Exceptions and Flexibility
The regulation allows flexibility periods and transitional rules (for example different accounting rules apply for the 2021-2025 period versus 2026-2030).
Member States may deploy flexibility mechanisms to manage natural disturbances (wildfires, storms) and may use limited credits under defined conditions.
The national targets and budgets are determined at Member State level, offering flexibility in how each country meets its obligations within the overall EU framework.
Deep dive
What’s Required
The LULUCF Regulation sets binding rules for how EU Member States must account for greenhouse gas emissions and removals from land use, land-use change and forestry, ensuring that the sector contributes to the EU’s 2030 climate and energy framework. Member States are required to ensure that accounted emissions do not exceed accounted removals (the “no-debit” rule) for the period 2021-2025 and to achieve a net removal target thereafter. They must establish national forestry accounting plans, forest reference levels, monitor changes across land categories (forest land, cropland, grassland, wetlands), and report transparently on their performance.
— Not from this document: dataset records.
PR #59, opened 2022-06-29
Add `check_all` script

Morriar:
A script to run all the tests at once.

Usage:

```
# Check all tests on all files
./scripts/check_all 

# Check all tests on specified files
./scripts/check_all rbi/annotations/a.rbi rbi/annotations/b.rbi
```

All tests will be executed regardless of previous failures. That means that you still have the result of `check_runtime` even if `check_index` failed for example.

Also updated the git hook and CI to use it.

Example of failure: https://github.com/Shopify/rbi-central/compare/at-check-all-example?expand=1

### DIFF
--- a/scripts/check_all
+++ b/scripts/check_all
@@ -1,0 +1,27 @@
+#! /usr/bin/env ruby
+
+require "bundler/setup"
+
+require_relative "utils/rbi_validator"
+
+success = true
+
+$stderr.puts("### Checking index...\n\n")
+success &= system("scripts/check_index")
+
+files = rbi_files.join(" ")
+unless files.empty?
+  $stderr.puts("\n### Linting RBI files...\n\n")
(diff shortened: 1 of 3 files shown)


scripts/check_all
```diff
@@ -0,0 +1,27 @@
...
+
+$stderr.puts("### Checking index...\n\n")
+success &= system("scripts/check_index")
+
+files = rbi_files.join(" ")
+unless files.empty?
+  $stderr.puts("\n### Linting RBI files...\n\n")
+  success &= system("bundle exec rubocop #{files}")
+
+  $stderr.puts("\n### Checking all RBI files belong to public gems...\n\n")
```
KaanOzkan, line 17: Nitpick
```suggestion
  $stderr.puts("\n### Checking that all RBI files belong to public gems...\n\n")
```

KaanOzkan (approved):

PR #61, opened 2022-06-29
Add RBI for `configs`

Morriar:
Signed-off-by: Alexandre Terrasa <alexandre.terrasa@shopify.com>

### DIFF
--- a/index.json
+++ b/index.json
@@ -18,6 +18,8 @@
   },
   "colorize": {
   },
+  "configs": {
+  },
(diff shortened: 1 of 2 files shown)


KaanOzkan (commented):
I assume CI is failing because of missing `ActiveSupport`. Can we return the error message before exiting on CI?

Morriar:
It was failing because of #63.

KaanOzkan (approved):

PR #84, opened 2022-07-15
Correct Lhm::Printer::Dot#notify arguments

vinistock:
The [actual implementation](https://github.com/Shopify/lhm/blob/636fb465da29c5f4e6c5d55ba2393f46905018e5/lib/lhm/printer.rb#L54) uses just a `*` argument. The mismatch is causing conflicts with the RBI generated by Tapioca.


st0012 (approved):

vinistock:
Actually, this is not the correct solution. Apologies.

The regulation also integrates the LULUCF sector into the EU’s climate architecture and aligns with the EU’s 2050 climate-neutrality goal.
Important Deadlines
9 July 2018: Original Regulation (EU) 2018/841 adopted.
1 January 2021: First compliance period begins for 2021-2025.
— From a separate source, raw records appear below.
PR #88, opened 2022-07-23
Add annotations for the `aws-sdk-acm` gem

johnernaut:
This gem has a large number of types so this will most likely be incremental, but the types added here so far are
necessary for the project I'm currently working on.

### DIFF
--- a/Gemfile.lock
+++ b/Gemfile.lock
@@ -47,6 +47,7 @@ GEM
 
 PLATFORMS
   arm64-darwin-21
+  ruby
   x86_64-linux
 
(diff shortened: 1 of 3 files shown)


johnernaut:
Thanks for the info @KaanOzkan @Morriar - I attempted to declare `Elem` but to be honest I wasn't really sure how exactly that should be defined since I couldn't find examples of its usage.

johnernaut:
@Morriar Changes made.  Thanks so much!

Morriar (approved):
Thanks!

PR #89, opened 2022-07-25
Add Github PR and Issue templates

wildmaples:
### Motivation

https://github.com/Shopify/rbi-central/issues/37

### Implementation

I used `tapioca` and `sorbet`'s templates as reference. 

### Tests

N/A

### DIFF
--- a/.github/issue_template.md
+++ b/.github/issue_template.md
@@ -1,0 +1,14 @@
+### Problem
+
+<!-- Describe the problem you're encountering, give examples using code if you can -->
+
+### Context
+
+<!-- Provide the following information so we can reproduce the problem -->
+
+* Gem name: <!-- Add the name of the gem you have a problem with here -->
+* Gem version: <!-- Add the version of the gem you have a problem with here (if applicable) -->
+* Gem source: <!-- Link relevant source code from the gem for the problem you have -->
+* Gem API doc: <!-- Link relevant API doc from the gem for the problem you have -->
+* Tapioca version: <!-- Add the version of Tapioca you use -->
+* Sorbet version: <!-- Add the version of Sorbet you use -->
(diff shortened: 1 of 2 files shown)


.github/pull_request_template.md
```diff
@@ -0,0 +1,9 @@
+### Motivation
```
Morriar, line 1: I don't think this template applies for this repo.

What we're interested in when someone pushes a new RBI is the following:

* What is the gem being pushed?
* Where can we find the source code of this gem?
* Where can we find the api documentation of this gem?

If it's a change to an existing gem:

* What was the problem before the change?
* Can the problem be shown with an example or a sorbet.run?
* If you're adding/removing a definition, what is the change in the gem upstream that requires a change here?

etc.

Furthermore, there is not real "implementation", it's just a RBI file and the tests are automated, nothing to push here either.

.github/pull_request_template.md
```diff
@@ -0,0 +1,16 @@
+### Type of Change
+<!-- Select the option that best reflect your changes -->
+<!-- If it's "Other", provide additional detail -->
+- [ ] Add RBI for a new gem
+- [ ] Modify RBI for an existing gem
+- [ ] Other
```
Morriar, line 6:
```suggestion
### Type of Change

<!-- Select the option that best reflect your changes -->

- [ ] Add RBI for a new gem
- [ ] Modify RBI for an existing gem
- [ ] Other: <!-- provide additional information -->
```

.github/issue_template.md
```diff
@@ -0,0 +1,5 @@
+### Problem
+<!-- Describe the problem you're encountering. -->
```
Morriar, line 2:
```suggestion

<!-- Describe the problem you're encountering. -->
```

st0012 (approved):

Morriar (approved):

PR #141, opened 2019-08-20
policy-engine/metrics: don't use a global registry

steveej:
Depends on 
- [x] #133.


lucab:
:heart:

policy-engine/src/config/settings.rs
```diff
@@ -46,6 +49,14 @@ pub struct AppSettings {
...
     /// Required client parameters for the main service.
     pub mandatory_client_parameters: HashSet<String>,
+
+    /// Whether to spawn the metrics service.
+    #[default(true)]
+    pub enable_metrics: bool,
+
+    /// Common prefix for policy-engine metrics.
+    #[default(DEFAULT_METRICS_PREFIX.to_string())]
+    pub metrics_prefix: String,
```
lucab: I'd rather not have these two configuration knobs.
We can discuss them separately if you want, but I wouldn't put them in this PR anyway.

steveej: >  We can discuss them separately if you want, but I wouldn't put them in this PR anyway.

I think a discussion will be helpful here. Why would you prefer not to have them?

lucab: For several reasons, most of them related to putting this into a larger context:
 * metrics names are fixed by the application, not by runtime configuration, and we want them to be stable/reliable across deployments
 * metrics gathering is a first-class part of the application, and we want to encourage more people to consume them (without breakages)
 * an high number of unused configuration knobs just increase the cognitive load on operators and the maintenance cost on developers
 * the status service is an important (i.e. non-conditional) piece of the graph-builder. I'd like the policy-engine to not diverge from GB, unless where strictly required

steveej: >     * metrics names are fixed by the application, not by runtime configuration, and we want them to be stable/reliable across deployments

I guess they are hard-coded until they're not? In a similar fashion we also have the `path_prefix` for the main service in configurable, which is also quite an important service. For reliability we could remove the default and force the operator to provide the value.

>     * the status service is an important (i.e. non-conditional) piece of the graph-builder. I'd like the policy-engine to not diverge from GB, unless where strictly required

I was going to suggest to make the equivalent changes to the GB.

>     * an high number of unused configuration knobs just increase the cognitive load on operators and the maintenance cost on developers

By removing the default we would force it to be used (and known) by the operator.

>     * metrics gathering is a first-class part of the application, and we want to encourage more people to consume them (without breakages)

Not sure what to say about this though I of course agree that we try hard to not break consumers.

---

Now that I gave my view and envisioned directions on the above items, I want to state that my opinion isn't strong enough to force this through. I just added the setting for completeness after splitting the prefix out of the metrics for not repeating the magic string in the tests. I'll agree to remove the user-facing setting from this PR and possibly revisit this at a later time. ACK?

steveej:
@lucab PTAL at 76192ced4839c58de9404bff354bc8aba7be134c which shares the metrics module among the two services. Some trickery is involved with how the registry is stored and retrieved into the web service; it looks bearable to me.

policy-engine/src/config/settings.rs
lucab: We started without a `path_prefix` and we added it once we had a usecase/consumer for that. My point here is that a fully-configurable registry has no such usecase/consumer (surely now, and possible in the future), and additionally it isn't an encouraged pattern for metrics.

For context, people are expected to write and share monitoring mixins, like https://github.com/kubernetes-monitoring/kubernetes-mixin/blob/master/dashboards/apiserver.libsonnet.

> I just added the setting for completeness after splitting the prefix out of the metrics for not repeating the magic string in the tests

Thanks, now I see where this is coming from. Based on that, my preference would be:
 * unifying PE towards GB, i.e. a non-conditional status service, with shared logic
 * not introducing neither a `registry_enabled` nor a `registry_prefix` configuration knob
 * carrying the registry_prefix somewhere in the application (for code sharing), but making it hardcoded

steveej: I see, thanks for elaborating! As far as the metrics is concerned the code is shared in the latest commit of this PR. I would postpone the full status service for the PE as this PR is only about refactoring the metrics code.

lucab: Ack, SGTM. Ping me back when you drop the WIP label.

steveej: @lucab :bell:

PR #142, opened 2019-08-22
fix compiler warnings with version 1.37.0 -- includes a rust-protoc bump and code regeneration

steveej:


lucab:
Note to self: the protoc-rust bump is in order to bring in https://github.com/stepancheg/rust-protobuf/commit/df9780f4bc4328dc23e29ece8dab20fc88b975b7.

PR #147, opened 2019-08-26
cincinnati: fix and switch to Rust edition 2018

lucab:
This runs a `cargo fix --edition` on `cincinnati` crate and then switches it to Rust edition 2018.

/cc @steveej


lucab:
Somehow we missed to convert this one. I checked and it is the last one not yet at edition-2018.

11 May 2023: Entry into force of amendments via Regulation (EU) 2023/839, raising ambition for 2030.
From 2026: New accounting rules and governance apply (budgets for 2026-2029 and removal targets for 2030).
Current Status
The regulation is in force across the European Union. The original framework is operational, and Member States are implementing national forestry accounting plans, monitoring land-use emissions and removals, and reporting on progress. The 2023 revision strengthens the rules by setting an EU-level target of net removals (310 million tonnes CO₂ equivalent by 2030) and introducing a governance mechanism for compliance from 2026.
Penalties for Non-Compliance
While the regulation itself does not specify uniform EU-wide sanctions, Member States must provide effective, proportionate, and dissuasive penalties under national law for failures in implementation, inaccurate reporting, or non-compliance with the “no-debit” rule and national budgets.
Examples of Known Violations
As of now, there are no widely publicised EU-wide enforcement cases specifically tied to this regulation. Compliance monitoring is ongoing, and national audits or reporting challenges have been noted, but specific penalties reported at the EU level remain limited.